The scale may not show up well in that picture but the entire property front to that porch edge is 90'+. Look at the scale. The homeowner told me it was 52' and I didn't think he was far off. By the time I factor some dude getting in there messing around with 125 year old slate, its probably the same price and safer to just use the boom. There are seven dormers if memory serves me.


----------



## Workaholic (Apr 17, 2007)

Schmidt & Co. said:


> I'll give you mine if you want it. I'll even bring it to your shop in July.
> 
> Sorry Sean.


No worries it would be a novelty item for me, if I ever had to use a 60' it would be a lift rental all the way. Funny thing is I get pissed when I have to use a 40' a 60' might get my intestines twisted with hostility. lol.


----------



## DeanV (Apr 18, 2007)

The couple times I used one I had to be the guy to push it up vertical (my boss held the foot in place). That took all the strength I had then. Not sure I could do that anymore. Then I got to move it back and forth on the peak by myself. Still not having fun. 
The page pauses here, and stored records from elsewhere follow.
PR #2807, opened 2023-06-23
Remove `get`/`put` methods from `ConfigBag` and `Layer`

jdisanti:
This PR removes the non-storable `get`/`put` methods from `ConfigBag` and `Layer`.

----

### DIFF
--- a/codegen-client/src/main/kotlin/software/amazon/smithy/rust/codegen/client/smithy/generators/client/FluentClientGenerator.kt
+++ b/codegen-client/src/main/kotlin/software/amazon/smithy/rust/codegen/client/smithy/generators/client/FluentClientGenerator.kt
@@ -244,6 +244,9 @@ class FluentClientGenerator(
                     }
                     """,
                     *clientScope,
+                    // TODO(enableNewSmithyRuntimeLaunch): Remove the handle config hack
+                    "Storable" to RuntimeType.smithyTypes(runtimeConfig).resolve("config_bag::Storable"),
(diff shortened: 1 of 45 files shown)


codegen-client/src/main/kotlin/software/amazon/smithy/rust/codegen/client/smithy/generators/client/FluentClientGenerator.kt
```diff
@@ -244,6 +244,9 @@ class FluentClientGenerator(
                     }
                     """,
                     *clientScope,
+                    // TODO(enableNewSmithyRuntimeLaunch): Remove the handle config hack
+                    "Storable" to RuntimeType.smithyTypes(runtimeConfig).resolve("config_bag::Storable"),
+                    "StoreReplace" to RuntimeType.smithyTypes(runtimeConfig).resolve("config_bag::StoreReplace"),
```
ysaito1001, line 249: I cannot find occurrences of these in the above rust code snippet in `rustTemplate`, but assume something is still referring to them?

jdisanti: Oh, these can be removed.

jdisanti, line 249:
```suggestion
```

PR #3270, opened 2023-11-29
Fix the previous release benchmark

jdisanti:
The benchmark was broken by the behavior major versions change.

----


rcoh (approved):
LGTM—should we at least be running cargo-check on this in `additional-ci`?

ysaito1001 (approved):

jdisanti:
> LGTM—should we at least be running cargo-check on this in additional-ci?

It's unfortunately not so trivial. I filed https://github.com/smithy-lang/smithy-rs/issues/3273 to track this as an ops improvement.

PR #3285, opened 2023-12-05
Add compile-time env var to add additional info to user agent header

jdisanti:
This PR adds a `AWS_SDK_RUST_BUILD_UA_METADATA` environment variable to allow additional metadata to be added to the SDK user agent header at compile time.

----


ysaito1001 (approved):

rcoh (commented):
We should try to lock this down/validate a little more probably — single word, alpha slashes allowed only?

jdisanti:
It's already validated by the `AdditionalMetadata::new` method, which returns an error if it's invalid.

PR #3289, opened 2023-12-06
Upgrade canary-runner to 1.x and fix bundle naming issue

jdisanti:
The SDK canary was failing due to the `.N` suffix on release tags (see https://github.com/awslabs/aws-sdk-rust/issues/993). This change upgrades the canary to the 1.x SDK and also fixes the bundle naming issue by removing periods.

----


ysaito1001 (approved):
Looks good.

As much as I would like having access to one, if I did my goal would be to NEVER use it. It might be useful as a crew motivation tool: Go faster or you have to use the 60' ladder. If I see one more skipper, you are going up the 60' ladder. Etc.


----------



## Schmidt & Co. (Nov 6, 2008)

I hear ya Dean. It's a speciality tool and has its place. The times I've used it, it was in locations that a lift just would not fit. But I don't ever want to need it again. At this point in my life, I figure I've got another ten years of being able to do the BIG exteriors. I'm probably going to end up cutting it up for scrap.


----------



## Dunbar Painting (Mar 19, 2010)

60 ' ladder sounds scary as heck. 

Can 2 people safely set that up?

Boom lift fo SHO!


----------



## Schmidt & Co. (Nov 6, 2008)

Dunbar Painting said:


> Can 2 people safely set that up?


It's really a three person job to safely get it up. Scary as heck.


----------



## TJ Paint (Jun 18, 2009)

I never use anything over 32.

If I can't boom it above that I just don't bid it.


----------



## kdpaint (Aug 14, 2010)

Thinking about a 60' ladder gives me shrinkage.


----------



## RH (Sep 7, 2010)

Schmidt & Co. said:


> It's really a three person job to safely get it up. Scary as heck.


We _are_ still talking about ladders - right? :shutup:


----------



## Schmidt & Co. (Nov 6, 2008)

researchhound said:


> We are still talking about ladders - right? :shutup:


I hope to God we are. Otherwise I'm on the wrong forum.


----------



## epretot (Dec 17, 2011)

Schmidt & Co. said:


> It's really a three person job to safely get it up. Scary as heck.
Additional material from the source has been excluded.